Тут явился какой-то лохматый хакающий пес, со знанием дела обнюхал брошенные на берегу одежду и туфли и потрусил дальше своей дорогой, помахивая хвостом. Было слышно, как за верболозами он спустился к воде и с удовольствием полакал.
Тут же в кустах показались двое мальчишек в выцветших рубашках. У них были ореховые удилища, жестяные банки с наживкой, на кукане болталось несколько уклеек. Ребята в растерянности отпрянули от собаки, пошли стороной.
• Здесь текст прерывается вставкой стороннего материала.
Issue #13, opened 2024-01-02
Creating new plaquettes by copy-drag spawns extra plaquettes


smburdick:
When I copy a plaquette by dragging, sometimes an extra plaquette appears, usually next to the new one, but sometimes on a different part of the tileset. [Example video](https://clipchamp.com/watch/NNNNwXJl3lF)

Mentioned in #12.

smburdick:
I've been testing the latest commit (macOS / trackpad) and cannot copy-drag. Will post a video when that uploads to GDrive.

smburdick:
For the above, need to set `this.eventMode = 'dynamic';` in the plaquette class. Will submit PR

smburdick:
Rather than dragging by copy, it might be easier (both to use, and debug/program) to copy through a menu option.

1. Double click and select "Copy"
2. Mouse the cursor to where you want to place the plaquette. Placing can be disallowed, until a legal spot is selected
3. Click to copy the plaquette

rryoung98:
Yes I was thinking of adding arrow keys @smburdick  looking forward to take a look at your PR :)

smburdick:
<img width="859" alt="image" src="https://github.com/QCHackers/tqec/assets/16883876/3bf2c59d-b134-4376-b21a-238e128ae62f">
There are many additional logs statements that shouldn't be there just by mousing over the plaquettes after copying them.

smburdick:
I believe this may be the culprit (in `makeExtensible()`)
```
		this.on('pointermove', this.onDragMove);
```

PR #17, opened 2024-01-04
Make plaquettes interactive, minor cleanups

smburdick:
Per my comment #13, that plaquettes cannot be copied. Adding in interactivity.

Adding additional minor improvements, particularly around colors.

### DIFF
--- a/tqecjs/src/App.js
+++ b/tqecjs/src/App.js
@@ -2,7 +2,9 @@ import './App.css';
 import { Stage } from '@pixi/react';
 import PixiApp from './workspace';
 
-const tqecBlue = 0x1099bb;
+var stageOptions = {
+	backgroundColor:0x1099bb
+}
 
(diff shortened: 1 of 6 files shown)


tqecjs/src/App.js
```diff
@@ -2,6 +2,8 @@ import './App.css';
 import { Stage } from '@pixi/react';
 import PixiApp from './workspace';
 
+const tqecBlue = 0x1099bb;
```
rryoung98, line 5: Maybe we can make css files for this? I

rryoung98 (approved):

tqecjs/src/App.js
smburdick: Agreed. The only real snag is that the React Stage expects the `options` element as a JavaScript object, not a CSS file.

Opening an issue to implement this later on.

PR #26, opened 2024-01-05
Create webpack.yml

smburdick:
This can be the start for deploying the frontend.


rryoung98:
Thanks @smburdick, we use create-react-app which uses webpack under the hood, so it's actually not necessary to add any additional webpack configuration.

Issue #24, opened 2024-01-05
Cannot delete cloned plaquette, _geometry becomes null pointer


smburdick:
https://github.com/QCHackers/tqec/assets/16883876/814b91fc-2f7f-4cd7-8941-85fb9c377238

rryoung98:
#29 is a duplicate so closing

rryoung98:
In the initalizeClearButton() this.destroy() is called which is dangerous.

If the subchild plaquette does not have graphic associated with itself, there is a possibility that the clearing functionality will crash the app.

TypeError: this._geometry is null

smburdick:
I saw that error too when testing the app. I will self assign this and start looking for reworks.

smburdick:
Working in this branch: https://github.com/smburdick/tqec/tree/delete-cloned-plaquettes

I am able to delete plaquettes that I want. However, when I deselect and re-select a plaquette, and try to delete it, I get the error (paste -- https://pastebin.com/8eiL5tXz)

Here is a video showing what I mean.


https://github.com/QCHackers/tqec/assets/16883876/48c23735-cc58-4767-be23-8eb6d0c539aa

rryoung98:
Yea I can speak more to the hunches I have for this issue. 

The issue we are facing is that calling destroy on the graphic is a code smell and a big no no. 

Here are some suggestions to fix it:

1. we can spin out the control panel for each plaquette into a plaquettecontrolpanel that is a child of the `workspace` container. When clicked on, the panel will find the plaquette that has been clicked on by using `getChildByName()`  builtin function. It may be necessary to traverse the entire child tree.  
2. We can also check that the cloning of plaquettes also does not add the plaquette graphic to another plaquette. Instead it should add the plaquette to a template.
3. when the current control panel is opened, another issue is that you can still double click on another plaquette and open the control panel for both plauqettes. This may be causing the .geometry issue as well since if we destroyed  a parent plaquette then the children will also be destroyed.

Let me know if that makes sense

smburdick:
@rryoung98 I think point (1) resonated with me most. Because each plaquette can be manipulated individually, we can make each plaquette a child of the workspace container. I am concerned about how plaquettes are structured together into a larger surface code, which could mean that if a single plaquette was deleted, the structure representing the surface code would need to be updated as well.

>  It may be necessary to traverse the entire child tree.

JS objects (being hash tables) imply this can be done in O(1) time, amortized, so I don't think that's something to worry about.

[...]

PR #31, opened 2024-01-09
Fix bugs when deleting cloned plaquettes; restructure workspace and control panel; add basic UI for plaquette cloning

smburdick:
Address #24 

Conversation in that issue needs to be spun off into another issue -- in particular, address why `this._geometry` is null when selecting a plaquette and deleting it.


rryoung98 (changes requested):
Thanks for the PR @smburdick  

The buttons are really helpful!

I believe after todays conversation, that it's important to think about the basic UI more. 

First I'll outline the pros and cons of the two methods proposed here I think having both is vital for now to make sure we can work quickly:

1. Drag and create
**Pro:** 
- It's considerably faster when the graphics are repetitive.
**Con:**
- The drag is buggy (Though I believe it can be fixed and added additional notification for the user).
- It's not immediately intuitive (especially in its current state where there are not enough instructions).
- Deleting graphics issue (should be spun out into a separate issue outside of the UI since both implementations have this issue).

2. Arrows
**Pro:** 
- Much more explicit
- Great for testing
**Con:**
- It takes a while to click on individual shapes over and over. (this can be improved too)
- Still has the ._geometry null bug. 


Can we keep both for now and try and fix the above Cons? This is just a function of putting in time to make the UI perfect for both methods.

smburdick:
@rryoung98 I agree with your assessments, and have restored the ability to drag-copy.

Do we want to address the `._geometry` null bug in this PR as well?

I've had some success deleting copied plaquettes, when they were spawned through the control panel, but not so when copied by dragging.

There are some lingering bugs with copying (when both styles are mixed). For example: sometimes, I cannot make a copy of a copied plaquette.

I also agree that several issues here should be tracked separately.

rryoung98:
Hmmm. That's up to you, but fixing .geometry takes priority. I've added some ideas on how to fix it to the issue. I will tackle it this weekend if not finished.

smburdick:
@rryoung98 I'll take a look at the geometry issue as well (starting tomorrow) and will keep this PR open.

smburdick:
Addressing #24 in latest commit here.

smburdick:
Notably, plaquettes spawned unintentionally still cannot be deleted, but can if done through the control panel.

rryoung98 (commented):
This is a pretty good start nice adds still some work to do to make sure the plaquettes are deleted properly and the dragging functionality is fixed.

Nice work :)

rryoung98 (approved):

Issue #39, opened 2024-01-11
Grid should fit entire window when window is resized


smburdick:

smburdick:
Seems to work on Windows but not macOS ...

smburdick:
The workspace will have to be re-rendered upon the viewport size change, should be fairly trivial

nelimee:
This issue is not relevant anymore. Closing it. See #323 for more details.

PR #42, opened 2024-01-14
Add font color to button class, reposition and recolor download button

smburdick:
Going to lock the download button in the top-right, so it doesn't vanish when the window is resized.

Related issue: #39


rryoung98 (approved):
Lgtm for now, as this is a small change

PR #43, opened 2024-01-15
Update JSON specification

nelimee:
This pull request updates the JSON schemes provided a few weeks ago to the current status of the code.

It also opens a new space to discuss about the specification.

### DIFF
--- a/specification/schemas/circuit.schema.json
+++ b/specification/schemas/circuit.schema.json
@@ -1,9 +1,12 @@
 {
   "$schema": "https://json-schema.org/draft/2020-12/schema",
   "$id": "/tqec/specification/schemas/circuit.schema.json",
-  "$comment": "For the moment, this field is not fixed. Anything compatible with cirq is a good input. If this is something compatible with criq, we will also need a way to get information on detectors, observables and shift_coords that are not part of cirq official gates.",
   "title": "Quantum circuit",
   "description": "A quantum circuit representing a quantum computation.",
   "type": "object",
-  "properties": {}
+  "properties": {
+    "openqasm": {
+      "type": "string"
+    }
+  }
 }
--- a/specification/schemas/plaquette.schema.json
+++ b/specification/schemas/plaquette.schema.json
@@ -13,22 +13,9 @@
         "minItems": 1
       }
     },
-    "layers": {
-      "type": "array",
-      "description": "A list of scheduled circuits, each one representing a layer of the QEC code.",
-      "items": {
-        "description": "The scheduled quantum circuit representing",
-        "$ref": "/tqec/specification/schemas/scheduled_circuit.schema.json"
-      }
-    },
-    "color": {
-      "type": "array",
-      "description": "An RGB(A) color for the plaquette.",
-      "prefixItems": [
-        {"type": "integer", "minimum": 0, "maximum": 255},
-        {"type": "integer", "minimum": 0, "maximum": 255},
-        {"type": "integer", "minimum": 0, "maximum": 255}
-      ]
+    "circuit": {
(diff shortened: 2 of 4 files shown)


specification/schemas/circuit.schema.json
```diff
@@ -1,9 +1,12 @@
...
   "$schema": "https://json-schema.org/draft/2020-12/schema",
   "$id": "/tqec/specification/schemas/circuit.schema.json",
-  "$comment": "For the moment, this field is not fixed. Anything compatible with cirq is a good input. If this is something compatible with criq, we will also need a way to get information on detectors, observables and shift_coords that are not part of cirq official gates.",
   "title": "Quantum circuit",
   "description": "A quantum circuit representing a quantum computation.",
   "type": "object",
-  "properties": {}
-}
+  "properties": {
+    "openqasm": {
```
smburdick, line 8: Is this the qasm representation of the circuit?

https://quantumai.google/cirq/build/interop#importing_from_openqasm

smburdick:
@nelimee What would you like help with in particular?

nelimee:
> @nelimee What would you like help with in particular?

I think advancing this PR will amount to making round trips between the frontend and backend. I expect that at least some amount of information in the JSON schema in this PR will be inconvenient to provide for the frontend, in which case we should adapt the JSON schema to something that the frontend can provide.

Right now, it would help to know if there are any part of the JSON schema in this PR that you *think* will be hard to provide by the frontend, so that I can implement these parts last, when they will hopefully be resolved on the frontend side.

smburdick:
I have a different viewpoint. Can we specify what we need on the backend through these JSON specs, but for now make some fields optional?  What the frontend can do is changing all the time (eg, templates in the near future), but specifying what is expected is important for prioritizing new features on the frontend.

nelimee:
> Can we specify what we need on the backend through these JSON specs

This is what is done currently. I expect that it might change alongside the developments you are performing on the frontend, but right now the JSON encodes everything that the backend needs to operate and generate a Stim file.

To write it differently, the current JSON schemes provided are a good view of what is expected. If you encounter any issue on the frontend side to provide that, we should discuss together to try to change that "base" into something that will be convenient for both the frontend and the backend.

smburdick:
> right now the JSON encodes everything that the backend needs to operate and generate a Stim file.

> To write it differently, the current JSON schemes provided are a good view of what is expected. 

I think that's what we need; we're on the same page. I'm also more inclined to keep the backend specs as our source of truth  -- the frontend is its client, after all.

specification/schemas/circuit.schema.json
nelimee: This is, for the moment, the OpenQASM representation of the circuit. As noted in https://github.com/QCHackers/tqec/issues/38#issuecomment-1885885099:
> OpenQASM (2.0 I guess?) is fine on my side. I have no strong feeling about that part, anything that fits the needs (easy to generate on the frontend, easy to parse on the backend and able to represent everything that we need) is fine for me.

So anything in the following list should be fine:
- OpenQASM 2.0 (I just saw that the `cirq` importer seems to not support `reset`, this might be an issue)
- Quirk visual format
- Any `stim`-compatible format (textual, json, etc.)

Anything **not** in the previous list is up to debate.

smburdick:
Ping - are we proceeding with this?

nelimee:
> Ping - are we proceeding with this?

In my opinion this issue is a good placeholder that will be replaced by more specific issues when we will really start looking at the interaction between the frontend and the backend.

smburdick:
Since the JSON spec is being determined dynamically on the frontend, we can close this for now.

Issue #53, opened 2024-01-17
Implement Z and X extensions without rotating


nelimee:
The last step before the full "corner" is to be able to perform the following steps:

1. Initialize a logical qubit in the $\vert 0_L\rangle$ state.
2. Perform a few rounds of memory.
3. Move the logical qubit in the $Z$ direction (exactly #50).
4. Perform a few rounds of memory on the newly placed logical qubit.
5. Move the logical qubit in the $X$ direction (exactly #51).
6. Perform a few rounds of memory on the newly placed logical qubit.
7. Measure the observable.

Basically, a corner without the complexity of changing plaquette orientation midway and changing the orientation of the observables.

Idea provided by Austin.

Issue #52, opened 2024-01-17
Implement 90° rotated experiments


nelimee:
Implement the experiments described in #50 and #51, rotating everything by 90°. 

In particular this means that:
- $X$ and $Z$ plaquettes will be placed differently,
- $X$ and $Z$ observables will change their position and orientation (horizontal $\leftrightarrow$ vertical).

Idea provided by Austin.

Issue #51, opened 2024-01-17
Implement a vertical X movement QEC


nelimee:
Implement the exact same experiment as #50 but:

- physical qubits are initialised in the $\vert + \rangle$ state,
- the logical qubit is extended vertically, meaning that the $X$ observable is extended and the $Z$ observable is moved 2 plaquettes up.

Idea provided by Austin.

Issue #50, opened 2024-01-17
Implement a horizontal Z movement QEC 


nelimee:
Implement the following TQEC:

![experiment1](https://github.com/QCHackers/tqec/assets/12374487/a57031f8-82e1-4521-ab7c-5ea7474d2e39)

Needs at least #45 fixed.

Idea provided by Austin.

nelimee:
Note that I received a mail yesterday evening (just after my message on the Google group) from someone (I do not know if he/she want his/her name publicly here) that will also likely be interested in that. 
Go ahead, you might be joined by at least someone else.

inmzhang:
That's totally fine. It's no problem anyone else would like to work on this. Regardless of whether my own PR is finally accepted, it should still be an experience of learning in qec :)

PR #55, opened 2024-01-17
Improve the MeasurementMap structure

nelimee:
This pull-request improves the way measurements are recorded by the MeasurementMap to compute the record offsets needed by stim.

MeasurementMap now flattens recursively all the `cirq.CircuitOperation` instances in the given cirq.AbstractCircuit. The queries to the MeasurementMap structure have also been adapted to take into account the fact that repetitions of a cirq.CircuitOperation are now taken into account to number the Moment instances.

### DIFF
--- a/tqec/detectors/measurement_map.py
+++ b/tqec/detectors/measurement_map.py
@@ -1,6 +1,19 @@
 import cirq
 
 
+def flatten(obj: cirq.Moment | cirq.AbstractCircuit) -> cirq.Circuit:
+    # From https://github.com/quantumlib/Cirq/issues/3783
+    if isinstance(obj, cirq.Moment):
+        flattenable = [op for op in obj if isinstance(op, cirq.CircuitOperation)]
+        if not flattenable:
+            return cirq.Circuit(obj)
+        return cirq.Circuit.zip(
+            cirq.Circuit(obj - flattenable),
+            *[flatten(e.mapped_circuit(True)) for e in flattenable],
+        )
+    return cirq.Circuit([moment for e in obj for moment in flatten(e)])
+
+
 class CircuitMeasurementMap:
     def __init__(self, circuit: cirq.AbstractCircuit) -> None:
         """Stores information about all the measurements found in the provided circuit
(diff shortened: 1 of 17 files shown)


tqec/detectors/measurement_map.py
```diff
@@ -1,23 +1,33 @@
 import cirq
 
 
+def flatten(obj: cirq.Moment | cirq.AbstractCircuit) -> cirq.Circuit:
+    # From https://github.com/quantumlib/Cirq/issues/3783
+    if isinstance(obj, cirq.Moment):
```
smburdick, line 6: I would suggest writing a separate function for `Moment`s

tqec/detectors/measurement_map.py
```diff
@@ -1,23 +1,33 @@
...
+        flattenable = [op for op in obj if isinstance(op, cirq.CircuitOperation)]
+        if not flattenable:
+            return cirq.Circuit(obj)
+        return cirq.Circuit.zip(
+            cirq.Circuit(obj - flattenable),
+            *[flatten(e.mapped_circuit(True)) for e in flattenable],
+        )
+    return cirq.Circuit([moment for e in obj for moment in flatten(e)])
```
smburdick, line 14: Ah, this is a recursive function! I still think separating them out makes this a little more comprehensible.

tqec/detectors/measurement_map.py
```diff
@@ -122,50 +109,25 @@ def _get_global_measurement_index(
...
         for moment in circuit:
             global_measurement_indices.append(dict())
-            moment_contains_measurement: bool = False
-            moment_contains_CircuitOperation: bool = False
             for op in moment.operations:
+                # Note that cirq.CircuitOperation instances should never be encountered here because
+                # they should all have been flattened at the MeasurementMap creation.
+                assert not isinstance(
+                    op.untagged, cirq.CircuitOperation
+                ), "cirq.CircuitOperation should be flattened before calling this method."
```
smburdick, line 124: To make this a little more explicit, you could create a `FlattenedCircuitOperation` class that is the desired input type.

tqec/detectors/transformer.py
```diff
@@ -19,6 +21,19 @@ def _fill_in_detectors_global_record_indices_impl(
         number_of_moments_explored: int = 1
         for operation in moment.operations:
             if isinstance(operation, cirq.CircuitOperation):
```
smburdick, line 23: Again, I think using different functions instead of `isinstance` makes it less brittle and more comprehensible, but that may not be possible in this case if the function is already being invoked this way.

smburdick (approved):
Looking forward to using this library on the server :-). I am making some non-functional recommendations based on what I consider to be good practices, since I can tell you are writing this in a clear and correct way. Since we are still in the MVP phase (or are we?), things can be cleaned up/refactored as time goes on, and this can be safely merged.

nelimee:
I agree with most of your comments (the two first ones are up to debate for me). I think it would be worth factorising out everything uniquely related to `cirq` (like the `flatten` function) to its own module. 

In terms of merging, I would prefer to merge this PR as-is for several reasons:
1. it is quite succinct and (seems to) achieve the desired goal,
2. it is blocking most of the other non-trivial issues #50, #51, #52 and #53,
3. I would feel better knowing that it works correctly on `main` now and fixing the few non-functional things in a follow-up PR

As you seem to agree on the fact that this can be merged, I will merge it, open a new PR and re-copy your comments to keep a track on that.

PR #529, opened 2019-03-20
Update RabbitMQ.Client to 5.1.0

### LINKED ISSUE #501: Our RabbitMQ transport is not compatible with the latest RabbitMQ client (5.1.0)
RabbitMQ transport has a dependency range of (>= 5.0.1 && < 5.1.0) so it is incompatible with the latest RabbitMQ.Client.

bording:
Fixes #501 

I kept the maximum range to the next minor (5.2), but give the client's focus on actually following SemVer, perhaps we should consider opening it up to 6.0.0 instead?


andreasohlund:
>I kept the maximum range to the next minor (5.2), but give the client's focus on actually following SemVer, perhaps we should consider opening it up to 6.0.0 instead?

Given the apiapprovals you added to their repo I'd say that we should?

PR #532, opened 2019-03-21
Fix leaking headers

### LINKED ISSUE #485: Header manipulations persist between processing attempts
When a header is added/deleted/modified in the first attempt to process a message and that attempt fails, these header manipulations are visible when the message is retried in a subsequent attempt.

### LINKED ISSUE #491: Header manipulations done while processing a message are visible in recoverability policy
When a header is added/deleted/modified in an attempt to process a message and that attempt fails, these header manipulations are visible when the recoverability policy is executed to determine if/how the message should be retried.

### LINKED ISSUE #492: Header manipulations done in recoverability policy are visible during next attempt to process a message
When a header is added/deleted/modified in a recoverability policy and the policy decides to retry the processing immediately, these header manipulations are visible during the subsequent attempts at processing the message.

bording:
Brought back the changes originally proposed in #482.

Fixes #485
Fixes #491 
Fixes #492

### DIFF
--- a/src/NServiceBus.Transport.RabbitMQ.TransportTests/When_modifying_incoming_headers.cs
+++ b/src/NServiceBus.Transport.RabbitMQ.TransportTests/When_modifying_incoming_headers.cs
@@ -1,0 +1,110 @@
+﻿namespace NServiceBus.Transport.RabbitMQ.TransportTests
+{
+    using System;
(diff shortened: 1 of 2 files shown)


bording:
The tests added here don't really belong here. We should get them in Core so we can remove them from here eventually.

Issue #537, opened 2019-04-11
Align RabbitMQ behavior when an exception happens in the recoverability policy


boblangley:
By not properly handling exceptions when the recoverability policy throws, and not raising a critical error, we prevent users from taking an action when the underlying messaging infrastructure is partially failing. Unnecessary logging clutters the log files with exception information already logged by recoverability in Core. Log level warn downplays the significance of the accident, masquerading transport errors.

PR #541, opened 2019-04-12
Exceptions thrown in recoverability policy are not propagated as critical error

boblangley:
Backport to 5.0 for #537

## Who's affected
Anyone using the transport.

## Symptoms
Exceptions thrown in recoverability policy are not propagated as critical error and hide the underlying infrastructure problems that user code could be responding to.

## Description
By not properly handling exceptions when the recoverability policy throws, and not raising a critical error, the transport does not allow taking an action when the underlying messaging infrastructure is partially failing. Unnecessary logging clutters the log files with exception information already logged by recoverability in Core. Log level warn downplays the significance of the accident, masquerading transport errors.

### DIFF
--- a/src/NServiceBus.RabbitMQ/packages.config
+++ b/src/NServiceBus.RabbitMQ/packages.config
@@ -1,6 +1,6 @@
 ﻿<?xml version="1.0" encoding="utf-8"?>
 <packages>
-  <package id="Fody" version="3.3.3" targetFramework="net452" developmentDependency="true" />
+  <package id="Fody" version="4.2.1" targetFramework="net452" developmentDependency="true" />
   <package id="GitVersionTask" version="3.6.5" targetFramework="net452" developmentDependency="true" />
   <package id="Janitor.Fody" version="1.6.5" targetFramework="net452" developmentDependency="true" />
   <package id="Microsoft.Diagnostics.Tracing.EventSource.Redist" version="1.1.28" targetFramework="net452" />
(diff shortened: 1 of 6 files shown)


src/NServiceBus.RabbitMQ/packages.config
```diff
@@ -1,6 +1,6 @@
 ﻿<?xml version="1.0" encoding="utf-8"?>
 <packages>
-  <package id="Fody" version="3.3.3" targetFramework="net452" developmentDependency="true" />
+  <package id="Fody" version="4.2.1" targetFramework="net452" developmentDependency="true" />
```
bording: Why the Fody upgrade? If you were getting an error about `IntermediateDir`, just build again, and it works.

boblangley: I tried that, I even did git clean->rebuild->build->build. It didn't matter how many times, for whatever reason that did not work for me. The 4x release included a commit to address this and after upgrading, it fixed it.

Is there some reason _not_ to upgrade Fody?

bording:
I don't think this was ready to be merged yet. The Fody changes are a concern. I'm looking at the branch now.

src/NServiceBus.RabbitMQ/packages.config
bording: Fody alters the assembly, so it adds to the scope of changes being introduced in the patch. There have also been bugs in the past where it corrupts the PDBs in some way that makes them unusable for debugging. That's why I prefer to not upgrade Fody in hotfixes.

bording:
I was able to confirm that the Fody upgrade wasn't required, but the PR is already merged, so I guess we'll keep it.

PR #553, opened 2019-06-20
Add docker instructions

andreasohlund:


README.md
```diff
@@ -3,3 +3,12 @@
 The [NServiceBus.RabbitMQ NuGet package](https://www.nuget.org/packages/NServiceBus.RabbitMQ) provides support for sending messages over [RabbitMQ](http://www.rabbitmq.com/).
 
 For more information, see the [documentation](https://docs.particular.net/nservicebus/rabbitmq/).
+
+
+## Running Tests Locally
+
+By default the tests will connect to a RabbitMQ broker on localhost listening on port `5672`
```
bording: Where did this information come from? This isn't correct. You have to have a `RabbitMQTransport_ConnectionString` environment variable set.

andreasohlund: Just copy pasted it from mongodb:) I’ll add the correct instructions. 

Why not default to localhost:5672 to avoid messing with the env variable?

bording: > Why not default to localhost:5672 to avoid messing with the env variable?

I don't have a specific reason against it, but I don't think any of the people who worked on that code run a broker on localhost, so it didn't occur to us to do that.

It's also much clearer with the current approach about why the tests can't connect to a broker vs. having implicit behavior.

andreasohlund:
Fair enough, will update the instructions

andreasohlund:
This should be correct now

PR #557, opened 2019-10-17
Update NServiceBus.Core packages

timbussmann:


danielmarbach:
Brandon is not around today and tomorrow. I'll take the responsibility ;)

Issue #564, opened 2019-12-05
Is it Possible Extract AMQP connection string from NServiceBus.RabbitMQ


TraGicCode:
Hello,

We currently have an asp.net core 3.0 application using NServiceBus and are wanting to utilize the follow healthcheck nuget package.

https://github.com/Xabaril/AspNetCore.Diagnostics.HealthChecks/blob/master/src/HealthChecks.RabbitMQ/RabbitMQHealthCheck.cs

Unfortunately, NServiceBus.RabbitMQ looks like it accepts a connection string ( which is in the format of a sql connection string ) instead of an AMQP connection string that rabbitmq expects ( https://www.rabbitmq.com/uri-spec.html ) and therefore we essentially either need to "massage" the NServiceBus RabbitMQ Connection string or have 2 connection strings in our appsettings.json

Is there any classes within NServiceBus.RabbitMQ that are part of the libraries public interface that we can use to convert the NserviceBus specific rabbitmq connection string to the mentioned AMQP connection string?

bording:
> Is there any classes within NServiceBus.RabbitMQ that are part of the libraries public interface that we can use to convert the NserviceBus specific rabbitmq connection string to the mentioned AMQP connection string?

No, there is no way to do that.

SeanFeldman:
After discussing this issue we'd like to slightly modify the suggestion in the following way:

1. Allow configuring the transport with a valid [RabbitMQ (client) connection string](https://www.rabbitmq.com/uri-spec.html).
1. Additional configurations that are NServiceBus transport specific to be exposed as configuration APIs.

@TraGicCode, this should work for your use-case as well. Would you agree with the suggestion?

TraGicCode:
@SeanFeldman ,

Sounds great to me!

SeanFeldman:
@TraGicCode we're moving forward with this and will release as part of the upcoming enhancement release. It will be possible to use an AMQP connection string and set the rest of the parameters that are not standard to the RMQ client (but used by NServiceBus) via code, using configuration API. Documentation will be updated accordingly.

Thank you for your patience.

PR #610, opened 2020-04-02
AMQP connection string support

SeanFeldman:
Related to https://github.com/Particular/NServiceBus.RabbitMQ/issues/564

Get the transport to work with AMQP connection string, and configure anything transport-specific via configuration API. Providing support to the currently supported transport-specific connection (key1=value1;key2=value2).


SeanFeldman:
Superceeded by #613

PR #636, opened 2020-05-21
Update Particular.Packaging to 0.8.0

bording:


bording:
Wanted to verify that new packaging doesn't cause any weird Compile problems, and it looks fine.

— Отвали, отвали! А то сейчас как пэнсну — ды́хать не захочешь! — предупредительно сказал один из них. Для храбрости, на всякий случай.
И снова стало тихо. Лишь бормотала струя у коряги, проходил порою шмель, по песчаному плесу вдоль самой кромки воды, подрагивая хвостиком, бегала трясогузка. Ни звуки дороги, ни голоса и смех купальщиков сюда не долетали.
Новостей у Надюши за эту неделю поднабралось полный короб, и она все рассказывала и рассказывала их. Вчера бесились до полуночи — вожатые сказали: «Мы вас понимаем, поймите и вы нас», — и отправились гулять; Бабак в совхозную морковку залез; в сельпо есть отличные колготки, и пусть мама обязательно перешлет на них трешку. В отношении колготок говорить с отцом, конечно, бесполезно, по обыкновению отец лишь отмахивается: «Русский не понимай», и пришлось взять клятву, что он передаст просьбу маме.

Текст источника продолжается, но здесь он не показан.